Aside from the mental discomfort and distress that these disorders can bring, they are also incredibly debilitating. It is a well-known fact that nothing happens in the body that doesn’t happen in the mind first. In saying such, those uncontrollable, intrusive thoughts soon manifest into physical symptoms as well. From shortness of breath to chest tightness to numb tingling arms; I frequently feel as if I am having a heart attack several days out of the month.

I am at my wits end and am swiftly approaching the end of my rapidly fraying rope. I have literally tried everything to combat these dreadful thoughts and mental anguish all in efforts to get off of this emotional roller coaster that I call my life. There always seems to be a war going on inside of my head battling between what I know to be true and thoughts of horrible things that might possibly come true.

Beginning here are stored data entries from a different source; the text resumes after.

Issue #4414, opened 2022-08-13
Validation error regarding VkPipelineLayout lifetime


Cyphall:
**Describe the Issue**
The Vulkan specification says :
> A VkRenderPass or VkPipelineLayout object passed as a parameter to create another object is not further accessed by that object after the duration of the command it is passed into.

If I understand this correctly, it means that when I create a `VkPipeline` using a `VkPipelineLayout`, once the call to `vkCreateGraphicsPipelines()` returns, the `VkPipelineLayout` can be safely destroyed.
However, the validation message I recieved tells me that I am supposed to keep the `VkPipelineLayout` object alive for the lifetime of the `VkPipeline`.

**Valid Usage ID**
```
ERROR (UNASSIGNED-GPU-Assisted-Validation): Validation Error: [ UNASSIGNED-GPU-Assisted-Validation ] Object 0: handle = 0x1765c3483b0, type = VK_OBJECT_TYPE_DEVICE; | MessageID = 0xea8d5c05 | Setup Error. Detail: (Pipeline layout has been destroyed, aborting GPU-AV)
```

**Environment:**
 - OS: Windows 10 21H2
 - GPU: RTX 3070 (driver version 512.95)
 - SDK version: 1.3.216.0
 - Options enabled:
     - `vk::ValidationFeatureEnableEXT::eGpuAssisted`
     - `vk::ValidationFeatureEnableEXT::eSynchronizationValidation`

Tony-LunarG:
Addressed in #4922

PR #4922, opened 2022-12-06
Better handle unavailable pipeline layout in GPU-AV

Tony-LunarG:
Also fixes VMA memory leak
Also addresses #4414

### DIFF
--- a/layers/gpu_validation.cpp
+++ b/layers/gpu_validation.cpp
@@ -1288,6 +1288,7 @@ void GpuAssisted::PostCallRecordCmdBindDescriptorSets(VkCommandBuffer commandBuf
     ValidationStateTracker::PostCallRecordCmdBindDescriptorSets(commandBuffer, pipelineBindPoint, layout, firstSet,
                                                                 descriptorSetCount, pDescriptorSets, dynamicOffsetCount,
                                                                 pDynamicOffsets);
+    if (aborted) return;
     auto cb_node = GetWrite<gpuav_state::CommandBuffer>(commandBuffer);
     if (!cb_node) {
         ReportSetupProblem(device, "Unrecognized command buffer");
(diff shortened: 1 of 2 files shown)


jeremyg-lunarg (approved):
LGTM

layers/gpu_validation.cpp
```diff
@@ -2224,14 +2225,21 @@ void GpuAssisted::AllocateValidationResources(const VkCommandBuffer cmd_buffer,
...
         // may be a "pseudo layout" used to represent the union of pre-raster and fragment shader layouts, and therefore have a
         // null handle.
-        const auto pipeline_layout_handle =
-            (last_bound.pipeline_layout) ? last_bound.pipeline_layout : pipeline_state->PreRasterPipelineLayoutState()->layout();
-        if ((pipeline_layout->set_layouts.size() <= desc_set_bind_index) && !pipeline_layout->Destroyed()) {
+        VkPipelineLayout pipeline_layout_handle = VK_NULL_HANDLE;
+        if (last_bound.pipeline_layout)
+            pipeline_layout_handle = last_bound.pipeline_layout;
+        else if (enabled_features.graphics_pipeline_library_features.graphicsPipelineLibrary)
+            pipeline_layout_handle = pipeline_state->PreRasterPipelineLayoutState()->layout();
```
ncesario-lunarg, line 2232: I _think_ you only need this and the previous case. IOW:
```cpp
        if (last_bound.pipeline_layout)
            pipeline_layout_handle = last_bound.pipeline_layout;
        else if (!pipeline_state->PreRasterPipelineLayoutState()->Destroyed())
            pipeline_layout_handle = pipeline_state->PreRasterPipelineLayoutState()->layout();
```
If GPL is not used, `pipeline_state->PreRasterPipelineLayoutState() == pipeline_state->PipelineLayoutState()`, so the last 2 conditions seem somewhat redundant. It might be slightly clearer with 3 branches; not sure.

Also some `{}` would be greatly appreciated, for my clumsiness, and to adhere to the [style guide](https://google.github.io/styleguide/cppguide.html#Conditionals) :)

ncesario-lunarg (commented):
One comment, but LGTM!

layers/gpu_validation.cpp
Tony-LunarG: I didn't know that and I like your suggestion much better.  And clang-format failed me, but now I know the {} rules. :-)

ncesario-lunarg: > And clang-format failed me

Yeah, I think clang-format just handles white space; we need to get clang-tidy integrated to automatically handle this (I think).

ncesario-lunarg (approved):

PR #4923, opened 2022-12-06
state: Simplify CMD_BUFFER_STATE object tracking

jeremyg-lunarg:
Remove the `framebuffers` map since it is redundant with `object_bindings`.

Work around a possible race condition in NotifyInvalidate. Due to interactions between the `BASE_NODE::tree_lock_` and `CMD_BUFFER_STATE::lock` it was possible for a (not really) 'bad' binding to get added to `broken_bindings`. Try to fix this by only adding a node to `broken_bindings` if it was still found in `object_bindings`.

### DIFF
--- a/layers/cmd_buffer_state.cpp
+++ b/layers/cmd_buffer_state.cpp
@@ -117,6 +117,13 @@ void CMD_BUFFER_STATE::RemoveChild(std::shared_ptr<BASE_NODE> &child_node) {
 // Reset the command buffer state
 //  Maintain the createInfo and set state to CB_NEW, but clear all other state
 void CMD_BUFFER_STATE::Reset() {
+    // Remove object bindings
+    for (const auto &obj : object_bindings) {
+        obj->RemoveParent(this);
+    }
+    object_bindings.clear();
+    broken_bindings.clear();
+
     // Reset CB state (note that createInfo is not cleared)
     memset(&beginInfo, 0, sizeof(VkCommandBufferBeginInfo));
     memset(&inheritanceInfo, 0, sizeof(VkCommandBufferInheritanceInfo));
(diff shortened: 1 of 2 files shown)


ncesario-lunarg (approved):

jeremyg-lunarg:
This is a test change to help debug an internally reported problem.

layers/cmd_buffer_state.cpp
```diff
@@ -298,25 +293,32 @@ void CMD_BUFFER_STATE::NotifyInvalidate(const BASE_NODE::NodeList &invalid_nodes
...
-            for (auto &obj : invalid_nodes) {
-                object_bindings.erase(obj);
-                switch (obj->Type()) {
-                    case kVulkanObjectTypeCommandBuffer:
+        for (auto &obj : invalid_nodes) {
+            // Only record a broken binding if one of the nodes in the invalid chain is still
+            // being tracked by the command buffer. This is to try to avoid race conditions
+            // caused by separate CMD_BUFFER_STATE and BASE_NODE::parent_nodes locking.
+            if (object_bindings.erase(obj)) {
+                broken_bindings.emplace(invalid_nodes[0]->Handle(), log_list);
```
danginsburg, line 307: Should state be changed only if a broken_binding is found?  Otherwise what happens if vkBeginCommandBuffer was called and this kicks in - it will assign the state to CB_INVALID_INCOMPLETE in the check at the top of this function.

I'm not sure if this is a real problem because I haven't seen it happen when testing this fix, but theoretically it seems plausible.

jeremyg-lunarg: yes I'm working on an update to do state changes only if this condition is true.

Tony-LunarG (approved):
LGTM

I have always had the propensity to jump to conclusions, thinking of the worst case scenario anytime a life event occurred. I figured that by doing this I could somehow brace myself in the event of receiving earth shattering or devastating news. Living with fear and anxiety is like taking a deep breath in and never exhaling. It is a highly uncomfortable feeling that can also be very discouraging. Many who suffer from anxiety are often afraid to face the next day out of fear that those unwanted feelings will flare up as they attempt to be productive.

Fortunately, my anxiety was never too intense where it interfered with tasks that I’d planned to execute the next day. That is, until my fears were realized when I lost my mother suddenly to cancer in 2014. Experiencing a traumatic life event of that magnitude catapulted my fear, panic, worry and anxiety to new heights. Since that point, my anxiety has been at an all-time high and I do find great difficulty in facing the days ahead. Not only am I worried that those horrible feelings of anxiety and dread are going to make their daily debut, but I am also anxious for what could possibly be lurking around the corner.

The prevalence of worry, panic and anxiety are significant; but they are not well understood. Individuals who are ignorant to these disorders believe that controlling your thoughts and emotions is as simple as flipping an on/off switch. Before I was able to properly identify and label what I experience to be anxiety, I too believed that the aforementioned was an easy and reasonable task. Sadly, living this type of existence is anything but reasonable. There are also many individuals (specifically in the black community) who suffer in silence. There is insignificant mental health awareness and a huge stigma placed upon those who struggle through these setbacks.

For many years now, I have been in search of what I like to call a panic room (safe room). It is so important for those who suffer from panic and anxiety to have a sanctuary to openly express and face their fears. I have tried counseling and therapy and I personally did not find these tools to be the most helpful. Many therapists that I have spoken to always try to prescribe me pills such as Xanax and Paxil. Although slightly effective, I often view measures like medication as being a temporary fix. It is my belief that if you really want to overcome fear and anxiety- one must discover the cause and pluck it up by the root. Medication is only useful at smothering the symptoms that accompany these disorders.

However, if you are an individual who finds the use of medication therapy beneficial, I encourage you to continue. But these days, I find my peace and sanctuary through prayer and meditation. I am a highly spiritual person and find much solace and relief through the power of prayer. My war room has literally become my panic room and I battle against the grappling chains of fear and anxiety daily. Since faith requires you to speak things as though they were, I am confident in saying that this war has already been won. And, even though it is still a constant fight in the physical realm, my spirit triumphs in the victory that is soon to come.

To anyone who is suffering from anxiety, you do not have to suffer alone. It is okay to say it, see it, and then seek help for it. The essence of worry stems from obsessing about the past and being fearful about the future. Life is not designed for us to walk through it holding our breath. So I encourage you to be hopeful, stay present, and just BREATHE. You really can conquer anything.